Items listed in a dataset
PR #259, opened 2022-08-22
Tracking fixes

elongl:


monitor/dbt_project/macros/get_adapter_type_and_unique_id.sql
```diff
@@ -1,5 +1,5 @@
-{% macro get_adapter_unique_id() %}
-    {{ elementary.edr_log(adapter.dispatch('get_adapter_unique_id')()) }}
+{% macro get_adapter_type_and_unique_id() %}
+    {{ elementary.edr_log(tojson([target.type, adapter.dispatch('get_adapter_unique_id')()])) }}
```
IDoneShaveIt, line 2: NIT:
Do we prefer list over dict?

tracking/anonymous_tracking.py
```diff
@@ -15,29 +18,35 @@
 logging.getLogger('posthog').disabled = True
 
 
+@dataclass
+class AnonymousWarehouse:
```
IDoneShaveIt, line 22: Let's use pydantic.
It is better to start and handle schemas in one way, and pydantic is much stronger and will better in the long run.

IDoneShaveIt: Plus you can move the hash method for the warehouse id into the schema.

tracking/anonymous_tracking.py
```diff
@@ -57,61 +66,61 @@ def init_anonymous_user_id(self):
...
-        if properties is None:
-            properties = dict()
+            if properties is None:
+                properties = dict()
 
-        properties['run_id'] = self.run_id
-        posthog.capture(distinct_id=self.anonymous_user_id, event=name,
-                        properties={'env': self.env_props, **properties},
-                        groups={'warehouse': self.anonymous_warehouse_id})
+            properties['run_id'] = self.run_id
```
IDoneShaveIt, line 76: I really don't like editing a dict we get as parameter to a method.
It can cause a lot of voodoo and a better practice IMO is to copy it and edit the copy
```python
extended_properties = {**properties, "run_id": self.run_id}
```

## WHAT YOU SHOULD DO
Nothing but lines that contain "dispatch" should appear in the answer. Copy each from the records.

## EXERCISE ANSWER
-    {{ elementary.edr_log(adapter.dispatch('get_adapter_unique_id')()) }}
+    {{ elementary.edr_log(tojson([target.type, adapter.dispatch('get_adapter_unique_id')()])) }}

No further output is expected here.